Search code examples
pythonhadoop-streaminggoogle-cloud-dataproc

Where are application errors logs?


In anticipation of having to debug our Python code by looking for the the error messages in the log files, I have created a Hadoop Streaming job that throws an exception but I can't locate the error message (or the stack trace).

Similar questions hadoop streaming: where are application logs? and hadoop streaming: how to see application logs? use Python's logging module which is not desirable here because Python already logs the error so we shouldn't have to.

Here is the mapper code; we use Hadoop's built-in reducer aggregate.

#!/usr/bin/python
import sys, re
import random

def main(argv):
  line = sys.stdin.readline()
  pattern = re.compile("[a-zA-Z][a-zA-Z0-9]*")
  try:
    while line:
      for word in pattern.findall(line):
        print "LongValueSum:" + word.lower() + "\t" + "1"
        x = 1 / random.randint(0,99)
      line = sys.stdin.readline()
  except "end of file":
    return None
if __name__ == "__main__":
  main(sys.argv)

The x = 1 / random.randint(0,99) line is supposed to create a ZeroDivisionError and indeed the job fails but grepping the log files doesn't show the error. Is there a special flag we need to be setting someplace?
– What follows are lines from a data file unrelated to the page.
PR #2844, opened 2023-04-28
Remove unused variable warning in H5C.c

hyoklee:
Sunspot compiler (icx) throws a warning.

`CMAKE_C_COMPILER:FILEPATH=/soft/restricted/CNDA/updates/2022.12.30.001/oneapi/\
cmpiler/trunk-20230201/compiler/linux/bin/icx`

See https://my.cdash.org/viewBuildError.php?type=1&buildid=2327793 for details.

### DIFF
--- a/src/H5C.c
+++ b/src/H5C.c
@@ -6579,7 +6579,7 @@ H5C__make_space_in_cache(H5F_t *f, size_t space_needed, hbool_t write_permitted)
     H5C_cache_entry_t *entry_ptr;
     H5C_cache_entry_t *prev_ptr;
     H5C_cache_entry_t *next_ptr;
-    herr_t             ret_value          = SUCCEED; /* Return value */
+    herr_t             ret_value = SUCCEED; /* Return value */
 
     FUNC_ENTER_PACKAGE
 
--- a/src/H5C.c
+++ b/src/H5C.c
@@ -6579,8 +6579,8 @@ H5C__make_space_in_cache(H5F_t *f, size_t space_needed, hbool_t write_permitted)
     H5C_cache_entry_t *entry_ptr;
     H5C_cache_entry_t *prev_ptr;
     H5C_cache_entry_t *next_ptr;
-    uint32_t num_corked_entries = 0;
-    herr_t ret_value = SUCCEED; /* Return value */
+    uint32_t           num_corked_entries = 0;
+    herr_t             ret_value          = SUCCEED; /* Return value */
 
     FUNC_ENTER_PACKAGE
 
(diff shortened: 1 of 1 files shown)


hyoklee:
This warning occurs with the following configuration:

`cmake -DHDF5_BUILD_FORTRAN:BOOL=ON -DHDF5_ENABLE_MAP_API:BOOL=ON ..`

src/H5C.c
```diff
@@ -6579,8 +6579,10 @@ H5C__make_space_in_cache(H5F_t *f, size_t space_needed, hbool_t write_permitted)
     H5C_cache_entry_t *entry_ptr;
     H5C_cache_entry_t *prev_ptr;
     H5C_cache_entry_t *next_ptr;
-    uint32_t           num_corked_entries = 0;
-    herr_t             ret_value          = SUCCEED; /* Return value */
+#if !defined(SYCL_LANGUAGE_VERSION) || !defined(__INTEL_LLVM_COMPILER)
```
byrnHDF: I don't understand how this can be undefined - it is incremented in line 6631. And the value is used in an assert at line 6758.

hyoklee: Ask the developer who wrote H5C.c.
The responsible coder should understand this behavior.

jhendersonHDF: This is likely a false positive by the compiler based on the code below. And since it failed to compile on ubuntu when the variable was removed before `#if !defined(SYCL_LANGUAGE_VERSION) || !defined(__INTEL_LLVM_COMPILER)` was added, this will probably fail to compile for ICC in the absence of any compiler bugs. At a minimum, further uses of `num_corked_entries` below would need to also be surrounded by `#if !defined(SYCL_LANGUAGE_VERSION) || !defined(__INTEL_LLVM_COMPILER)`, but I don't believe that's the correct fix.

hyoklee:
The https://cs.illinois.edu/academics/courses/cs426 in 1996 reminded me how to fix it.

jhendersonHDF:
> The https://cs.illinois.edu/academics/courses/cs426 in 1996 reminded me how to fix it.

Hmm interesting, does ICX still give a warning if you use `num_corked_entries++;` rather than `num_corked_entries = num_corked_entries + 1;` or `++num_corked_entries`? It's a little more compact and readable to use the post-increment and if ICC throws a warning for that then that seems like a fundamental compiler flaw.

jhendersonHDF:
Regardless this is a compiler flaw so I don't see why we should be working around it.

byrnHDF (approved):

derobins (approved):

qkoziol:
This was probably about the variable only being used for the later assert().  I have a fix for it in my current cache PR, so will resolve this issue there (and revert this particular change, probably).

We have gone through the Google Dataproc documentation as well as the Hadoop Streaming documentation.


Solution

  • When you run a Cloud Dataproc job, job driver output is streamed to the GCP Console, displayed in the command terminal window (for jobs submitted from the command line), and stored in Cloud Storage, see accessing job driver output. You can also find the log in StackDriver with name dataproc.job.driver.

    You can also enable YARN container logs when creating the cluster and view them in StackDriver, see instructions.

    In addition to that, yarn-userlogs in StackDriver might also be useful.